NeRF as a Non-Distant Environment Emitter in Physics-based Inverse Rendering
This work addresses the need for more precise lighting models in inverse rendering for computer vision and graphics applications, representing an incremental improvement over existing methods.
The paper tackles the problem of inaccurate reconstructions in physics-based inverse rendering due to the limitations of distant environmental lighting models, and demonstrates that incorporating NeRF as a non-distant environment emitter improves accuracy in real and synthetic datasets.

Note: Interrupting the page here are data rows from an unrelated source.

PR #262, opened 2021-12-15
Added object detection running on multiple devices demo

Erol444:
image


VanDavv (approved):
Just tested, works great, thanks @Erol444 !

PR #263, opened 2021-12-16
Added spatial calculator example on host side

Erol444:
ezgif com-gif-maker(14)


VanDavv (commented):
I think the incorrect depth is shown incorrectly - `nanm`

Screenshot 2021-12-17 at 13 09 21

PR #268, opened 2021-12-26
Update to support multiple faces per image

madgrizzle:
I updated this demo to support multiple faces per camera frame.  I had to update the script so that the headpose section didn't pop() any images in the buffer because a second face will need that image as well.  The buffer is simply maintained at 18 frames.  The key though was to set both the headpose_manip and face_rec_manip nodes to wait for a config input.  Without this, the ImageManip nodes appeared to generate an output from something (looked like maybe the camera preview feed) and therefore everything became out of sync.  More notes where added to the code to help the reader understand how it works and what to watch out for.  It seems to run best at 5 FPS (at 10 FPS it seems to lose sync.. see the notes)

### DIFF
--- a/gen2-face-recognition/main.py
+++ b/gen2-face-recognition/main.py
@@ -1,4 +1,48 @@
 # coding=utf-8
+
+'''
+This demo consists of a pipeline that performs face recognition on the camera input with little
+host side processing (almost all on device using script node)
+
+The pipeline, in general, does the following (not all nodes are described):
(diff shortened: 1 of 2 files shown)


madgrizzle:
Also, I'm running this on 2.13.3-image_manip_refactor and don't have issues.  Not sure why it needed to get reverted to 2.10.

Erol444:
Should already be implemented (for some time now). Closing due to inactivity.

PR #271, opened 2021-12-31
Fix crash

kitfit-mikkel:
Was crashing with error:

```bash
TypeError: unsupported operand type(s) for /: 'int' and 'NoneType'
```

On Windows 10


Luxonis-Brandon:
Thanks!  CC: @saching13

PR #274, opened 2022-01-12
Simplify and update gen2 rgb depth align experiment

jjd9:
The gen1 rgbd example looked promising, but it seems like the push to migrate this to gen2 lost steam or the original dev got busy. I had to write this for my own use and wanted to share my work since I benefited so much from the existing depthai examples.

This boils down the experiment into two files:
1. visualize depth or rgbd image as a 2d image and 3d pointcloud (supports gen2's aligning on device option as well as aligning on the host. Not sure why I get those weird lines aligning on host though :thinking: )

Physics-based inverse rendering enables joint optimization of shape, material, and lighting based on captured 2D images. To ensure accurate reconstruction, using a light model that closely resembles the captured environment is essential. Although the widely adopted distant environmental lighting model is adequate in many cases, we demonstrate that its inability to capture spatially varying illumination can lead to inaccurate reconstructions in many real-world inverse rendering scenarios. To address this limitation, we incorporate NeRF as a non-distant environment emitter into the inverse rendering pipeline. Additionally, we introduce an emitter importance sampling technique for NeRF to reduce the rendering variance. Through comparisons on both real and synthetic datasets, our results demonstrate that our NeRF-based emitter offers a more precise representation of scene lighting, thereby improving the accuracy of inverse rendering.